What is expected =
When scanning the data, count every line with "checked" in it, and report only the resulting number.

Provided material =
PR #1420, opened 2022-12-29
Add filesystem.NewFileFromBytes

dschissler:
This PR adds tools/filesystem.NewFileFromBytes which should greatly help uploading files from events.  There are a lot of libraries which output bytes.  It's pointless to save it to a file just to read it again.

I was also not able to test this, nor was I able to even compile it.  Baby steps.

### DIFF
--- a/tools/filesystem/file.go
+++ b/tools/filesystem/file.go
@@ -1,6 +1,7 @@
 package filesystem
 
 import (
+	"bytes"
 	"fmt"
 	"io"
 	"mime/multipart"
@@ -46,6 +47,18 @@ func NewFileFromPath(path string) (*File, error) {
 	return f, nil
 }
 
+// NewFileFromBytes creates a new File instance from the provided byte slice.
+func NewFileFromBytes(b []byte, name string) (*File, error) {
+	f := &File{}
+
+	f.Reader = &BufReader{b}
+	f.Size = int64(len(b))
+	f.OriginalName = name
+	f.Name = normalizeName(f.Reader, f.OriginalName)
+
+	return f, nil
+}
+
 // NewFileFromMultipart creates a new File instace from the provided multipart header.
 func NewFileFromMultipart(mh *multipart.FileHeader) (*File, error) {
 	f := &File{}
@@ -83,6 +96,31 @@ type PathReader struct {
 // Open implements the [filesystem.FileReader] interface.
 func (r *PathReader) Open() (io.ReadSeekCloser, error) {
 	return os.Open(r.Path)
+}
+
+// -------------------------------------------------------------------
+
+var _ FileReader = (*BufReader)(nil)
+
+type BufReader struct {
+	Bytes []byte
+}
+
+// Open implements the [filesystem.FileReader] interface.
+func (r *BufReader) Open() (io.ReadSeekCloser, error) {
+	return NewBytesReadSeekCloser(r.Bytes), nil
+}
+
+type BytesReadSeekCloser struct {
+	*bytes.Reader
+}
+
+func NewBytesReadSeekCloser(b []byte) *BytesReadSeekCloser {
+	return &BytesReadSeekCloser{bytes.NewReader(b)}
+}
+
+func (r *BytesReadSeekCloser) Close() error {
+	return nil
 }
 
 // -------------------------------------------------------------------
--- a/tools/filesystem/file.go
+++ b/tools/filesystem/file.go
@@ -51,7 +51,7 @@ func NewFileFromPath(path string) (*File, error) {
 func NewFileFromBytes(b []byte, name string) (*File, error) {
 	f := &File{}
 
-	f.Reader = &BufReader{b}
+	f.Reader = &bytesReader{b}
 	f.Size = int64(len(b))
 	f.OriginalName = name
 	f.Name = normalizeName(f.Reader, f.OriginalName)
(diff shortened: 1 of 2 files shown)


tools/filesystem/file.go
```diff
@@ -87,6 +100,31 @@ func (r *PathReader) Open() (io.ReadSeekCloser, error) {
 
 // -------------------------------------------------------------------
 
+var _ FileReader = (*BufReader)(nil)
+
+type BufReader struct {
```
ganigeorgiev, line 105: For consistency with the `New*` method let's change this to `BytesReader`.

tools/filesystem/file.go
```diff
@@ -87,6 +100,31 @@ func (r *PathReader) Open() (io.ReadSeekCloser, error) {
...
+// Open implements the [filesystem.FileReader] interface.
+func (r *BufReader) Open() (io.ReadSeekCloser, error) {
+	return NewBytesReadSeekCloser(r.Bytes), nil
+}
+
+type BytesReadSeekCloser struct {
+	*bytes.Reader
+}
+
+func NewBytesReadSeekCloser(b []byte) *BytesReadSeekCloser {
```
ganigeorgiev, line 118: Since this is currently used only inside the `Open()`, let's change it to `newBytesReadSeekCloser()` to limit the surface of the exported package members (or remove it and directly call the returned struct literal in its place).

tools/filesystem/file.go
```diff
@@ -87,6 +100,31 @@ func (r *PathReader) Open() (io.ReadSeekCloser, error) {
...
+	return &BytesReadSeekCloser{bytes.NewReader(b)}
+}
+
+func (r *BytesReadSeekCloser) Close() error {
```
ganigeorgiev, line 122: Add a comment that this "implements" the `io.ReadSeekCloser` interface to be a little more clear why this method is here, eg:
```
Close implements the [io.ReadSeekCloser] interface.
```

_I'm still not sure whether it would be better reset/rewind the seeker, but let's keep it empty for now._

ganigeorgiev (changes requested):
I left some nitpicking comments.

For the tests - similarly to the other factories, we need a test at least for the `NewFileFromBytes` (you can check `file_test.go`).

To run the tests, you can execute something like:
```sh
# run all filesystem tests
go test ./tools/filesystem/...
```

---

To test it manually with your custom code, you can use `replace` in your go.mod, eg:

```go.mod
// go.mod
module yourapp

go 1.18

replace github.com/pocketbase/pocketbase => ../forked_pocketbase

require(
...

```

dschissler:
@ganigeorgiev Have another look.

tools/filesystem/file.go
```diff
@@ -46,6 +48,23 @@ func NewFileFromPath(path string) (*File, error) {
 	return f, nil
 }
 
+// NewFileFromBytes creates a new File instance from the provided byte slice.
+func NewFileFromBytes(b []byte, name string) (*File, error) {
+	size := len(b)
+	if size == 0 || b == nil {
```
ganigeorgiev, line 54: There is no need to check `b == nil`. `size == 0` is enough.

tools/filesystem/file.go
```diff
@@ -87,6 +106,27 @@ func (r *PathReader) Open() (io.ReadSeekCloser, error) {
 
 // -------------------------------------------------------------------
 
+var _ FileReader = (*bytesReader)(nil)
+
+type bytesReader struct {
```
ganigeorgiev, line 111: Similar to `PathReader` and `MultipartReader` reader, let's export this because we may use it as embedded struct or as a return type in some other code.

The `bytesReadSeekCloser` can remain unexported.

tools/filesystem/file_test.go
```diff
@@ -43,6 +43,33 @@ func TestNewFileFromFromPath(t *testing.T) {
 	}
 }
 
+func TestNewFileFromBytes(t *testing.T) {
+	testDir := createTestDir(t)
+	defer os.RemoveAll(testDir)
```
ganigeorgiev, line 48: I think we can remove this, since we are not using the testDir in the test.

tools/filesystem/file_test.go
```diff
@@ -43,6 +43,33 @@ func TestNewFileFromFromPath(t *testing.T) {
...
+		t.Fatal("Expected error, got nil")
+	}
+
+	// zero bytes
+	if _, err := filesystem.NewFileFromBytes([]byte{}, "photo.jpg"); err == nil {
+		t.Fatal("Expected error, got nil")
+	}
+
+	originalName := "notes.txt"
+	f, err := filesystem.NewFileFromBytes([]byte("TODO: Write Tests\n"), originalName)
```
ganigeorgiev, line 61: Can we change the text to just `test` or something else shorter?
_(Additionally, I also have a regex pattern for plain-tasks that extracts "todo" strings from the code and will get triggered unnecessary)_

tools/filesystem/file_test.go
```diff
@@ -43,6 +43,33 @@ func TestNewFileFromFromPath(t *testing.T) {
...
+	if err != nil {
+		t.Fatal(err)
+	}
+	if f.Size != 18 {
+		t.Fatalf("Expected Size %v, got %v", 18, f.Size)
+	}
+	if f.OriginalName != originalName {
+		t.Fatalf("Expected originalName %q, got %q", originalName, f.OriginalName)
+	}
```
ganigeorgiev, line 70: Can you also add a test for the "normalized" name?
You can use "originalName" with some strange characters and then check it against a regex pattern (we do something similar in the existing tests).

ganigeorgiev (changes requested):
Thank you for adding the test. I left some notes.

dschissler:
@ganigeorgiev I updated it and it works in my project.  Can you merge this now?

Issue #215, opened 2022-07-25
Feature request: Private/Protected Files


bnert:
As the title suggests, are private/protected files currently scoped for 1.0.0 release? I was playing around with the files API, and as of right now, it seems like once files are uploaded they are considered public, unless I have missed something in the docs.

--

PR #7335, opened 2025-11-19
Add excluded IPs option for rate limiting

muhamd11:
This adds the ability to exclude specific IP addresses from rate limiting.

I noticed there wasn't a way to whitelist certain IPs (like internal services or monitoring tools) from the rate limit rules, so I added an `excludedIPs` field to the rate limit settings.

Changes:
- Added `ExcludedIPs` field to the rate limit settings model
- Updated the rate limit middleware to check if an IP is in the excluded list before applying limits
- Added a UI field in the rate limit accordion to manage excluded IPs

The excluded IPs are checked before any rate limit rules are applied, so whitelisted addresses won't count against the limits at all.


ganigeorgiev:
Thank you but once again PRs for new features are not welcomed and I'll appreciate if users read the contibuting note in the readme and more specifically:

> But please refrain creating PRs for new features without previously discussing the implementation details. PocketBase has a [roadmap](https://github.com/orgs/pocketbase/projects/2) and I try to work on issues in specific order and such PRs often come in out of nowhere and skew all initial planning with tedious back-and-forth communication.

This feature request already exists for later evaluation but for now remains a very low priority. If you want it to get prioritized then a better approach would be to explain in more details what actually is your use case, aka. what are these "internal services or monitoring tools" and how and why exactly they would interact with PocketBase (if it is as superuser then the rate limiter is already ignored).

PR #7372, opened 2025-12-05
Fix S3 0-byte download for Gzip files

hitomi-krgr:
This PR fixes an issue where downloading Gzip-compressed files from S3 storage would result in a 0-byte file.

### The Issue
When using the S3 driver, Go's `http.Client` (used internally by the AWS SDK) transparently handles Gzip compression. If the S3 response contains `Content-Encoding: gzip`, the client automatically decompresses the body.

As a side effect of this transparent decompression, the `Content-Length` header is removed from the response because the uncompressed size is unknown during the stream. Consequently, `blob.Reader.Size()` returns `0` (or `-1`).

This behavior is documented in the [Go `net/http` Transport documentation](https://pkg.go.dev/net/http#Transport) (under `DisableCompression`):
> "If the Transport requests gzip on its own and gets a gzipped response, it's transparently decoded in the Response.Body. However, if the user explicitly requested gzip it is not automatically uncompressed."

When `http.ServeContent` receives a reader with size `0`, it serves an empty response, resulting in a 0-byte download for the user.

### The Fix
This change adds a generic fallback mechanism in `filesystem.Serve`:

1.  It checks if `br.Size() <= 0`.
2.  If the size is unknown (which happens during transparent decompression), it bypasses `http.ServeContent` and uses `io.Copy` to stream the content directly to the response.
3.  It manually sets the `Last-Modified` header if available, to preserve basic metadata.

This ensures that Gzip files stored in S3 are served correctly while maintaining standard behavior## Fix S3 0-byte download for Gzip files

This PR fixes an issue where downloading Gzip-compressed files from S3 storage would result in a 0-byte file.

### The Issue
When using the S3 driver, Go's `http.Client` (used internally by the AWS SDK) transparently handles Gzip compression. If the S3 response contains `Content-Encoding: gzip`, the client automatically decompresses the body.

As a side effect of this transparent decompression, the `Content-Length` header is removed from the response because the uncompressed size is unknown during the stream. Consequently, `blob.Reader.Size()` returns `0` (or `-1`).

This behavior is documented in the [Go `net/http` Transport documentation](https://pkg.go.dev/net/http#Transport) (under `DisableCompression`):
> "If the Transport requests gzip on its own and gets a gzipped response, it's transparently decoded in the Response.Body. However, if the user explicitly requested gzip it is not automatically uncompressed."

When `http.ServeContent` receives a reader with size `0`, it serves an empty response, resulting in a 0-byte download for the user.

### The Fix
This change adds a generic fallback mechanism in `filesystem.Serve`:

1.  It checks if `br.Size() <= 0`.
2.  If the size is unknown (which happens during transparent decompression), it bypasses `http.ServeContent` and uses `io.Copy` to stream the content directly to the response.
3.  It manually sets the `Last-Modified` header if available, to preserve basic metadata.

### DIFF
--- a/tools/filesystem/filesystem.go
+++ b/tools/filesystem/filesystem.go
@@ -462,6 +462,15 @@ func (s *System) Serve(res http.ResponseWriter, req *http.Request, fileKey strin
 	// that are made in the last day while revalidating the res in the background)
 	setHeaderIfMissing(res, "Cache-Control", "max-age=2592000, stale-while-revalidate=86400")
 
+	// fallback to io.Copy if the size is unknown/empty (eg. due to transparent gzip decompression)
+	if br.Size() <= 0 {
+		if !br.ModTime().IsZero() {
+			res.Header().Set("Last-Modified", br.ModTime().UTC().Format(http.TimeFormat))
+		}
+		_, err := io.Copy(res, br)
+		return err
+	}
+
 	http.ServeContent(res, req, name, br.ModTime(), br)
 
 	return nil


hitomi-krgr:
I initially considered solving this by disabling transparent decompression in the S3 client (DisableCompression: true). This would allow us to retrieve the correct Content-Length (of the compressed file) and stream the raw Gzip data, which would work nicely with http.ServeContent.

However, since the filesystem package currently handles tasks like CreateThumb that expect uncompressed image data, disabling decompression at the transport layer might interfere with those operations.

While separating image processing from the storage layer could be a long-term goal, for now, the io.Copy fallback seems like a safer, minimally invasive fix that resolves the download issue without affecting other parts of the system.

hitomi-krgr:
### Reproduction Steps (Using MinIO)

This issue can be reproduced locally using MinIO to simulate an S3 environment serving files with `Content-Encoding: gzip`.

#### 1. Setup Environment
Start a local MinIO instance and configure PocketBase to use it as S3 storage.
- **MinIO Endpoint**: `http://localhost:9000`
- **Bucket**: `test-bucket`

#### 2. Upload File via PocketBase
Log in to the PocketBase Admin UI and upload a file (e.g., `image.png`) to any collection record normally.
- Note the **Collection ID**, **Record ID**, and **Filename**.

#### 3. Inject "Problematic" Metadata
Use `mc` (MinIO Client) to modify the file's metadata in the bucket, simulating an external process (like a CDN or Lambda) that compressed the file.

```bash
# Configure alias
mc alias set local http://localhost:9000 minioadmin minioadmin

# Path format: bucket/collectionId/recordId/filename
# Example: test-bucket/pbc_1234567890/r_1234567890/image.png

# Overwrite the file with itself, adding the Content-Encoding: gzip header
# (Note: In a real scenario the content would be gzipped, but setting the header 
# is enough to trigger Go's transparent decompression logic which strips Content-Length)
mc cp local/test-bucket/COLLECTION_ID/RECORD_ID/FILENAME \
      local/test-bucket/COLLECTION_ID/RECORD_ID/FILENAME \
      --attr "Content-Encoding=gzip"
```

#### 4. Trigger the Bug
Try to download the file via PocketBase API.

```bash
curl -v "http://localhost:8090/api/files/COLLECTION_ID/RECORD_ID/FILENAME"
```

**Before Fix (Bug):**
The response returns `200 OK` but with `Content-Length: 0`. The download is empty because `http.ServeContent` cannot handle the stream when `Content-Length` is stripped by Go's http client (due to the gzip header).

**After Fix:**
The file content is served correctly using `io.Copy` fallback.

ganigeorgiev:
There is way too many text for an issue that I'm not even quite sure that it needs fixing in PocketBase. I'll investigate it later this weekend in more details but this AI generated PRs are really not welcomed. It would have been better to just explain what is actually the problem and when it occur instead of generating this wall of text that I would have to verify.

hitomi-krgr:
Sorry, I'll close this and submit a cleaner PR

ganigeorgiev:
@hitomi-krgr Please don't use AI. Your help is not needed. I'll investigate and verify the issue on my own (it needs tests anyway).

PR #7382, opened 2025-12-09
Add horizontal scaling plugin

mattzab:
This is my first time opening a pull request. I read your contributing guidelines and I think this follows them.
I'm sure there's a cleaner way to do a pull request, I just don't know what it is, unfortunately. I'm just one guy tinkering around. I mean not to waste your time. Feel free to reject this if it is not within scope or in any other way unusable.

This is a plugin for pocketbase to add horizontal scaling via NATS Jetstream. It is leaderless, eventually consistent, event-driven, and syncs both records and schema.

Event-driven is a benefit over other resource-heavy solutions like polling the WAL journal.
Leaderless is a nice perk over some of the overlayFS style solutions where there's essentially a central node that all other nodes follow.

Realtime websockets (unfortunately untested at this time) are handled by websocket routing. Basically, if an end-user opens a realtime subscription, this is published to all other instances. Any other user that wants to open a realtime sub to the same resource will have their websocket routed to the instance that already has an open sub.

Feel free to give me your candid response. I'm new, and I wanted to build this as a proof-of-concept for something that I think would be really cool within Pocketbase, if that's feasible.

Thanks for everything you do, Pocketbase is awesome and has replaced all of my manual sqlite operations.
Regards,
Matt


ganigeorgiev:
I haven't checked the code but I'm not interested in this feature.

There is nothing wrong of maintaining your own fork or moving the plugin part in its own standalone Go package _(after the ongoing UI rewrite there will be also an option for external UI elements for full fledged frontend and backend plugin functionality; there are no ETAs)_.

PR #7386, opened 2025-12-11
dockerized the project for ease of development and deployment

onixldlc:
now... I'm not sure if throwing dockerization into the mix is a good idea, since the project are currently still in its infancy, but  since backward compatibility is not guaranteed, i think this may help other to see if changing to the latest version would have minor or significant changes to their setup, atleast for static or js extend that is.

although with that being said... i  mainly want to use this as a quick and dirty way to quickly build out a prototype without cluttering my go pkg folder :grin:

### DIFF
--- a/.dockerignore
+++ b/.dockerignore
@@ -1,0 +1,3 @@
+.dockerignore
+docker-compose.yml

---

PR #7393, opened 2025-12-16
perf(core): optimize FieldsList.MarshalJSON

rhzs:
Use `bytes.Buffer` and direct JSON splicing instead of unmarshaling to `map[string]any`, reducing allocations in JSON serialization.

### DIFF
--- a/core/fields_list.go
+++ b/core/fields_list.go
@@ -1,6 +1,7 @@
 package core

Solution to this problem =
2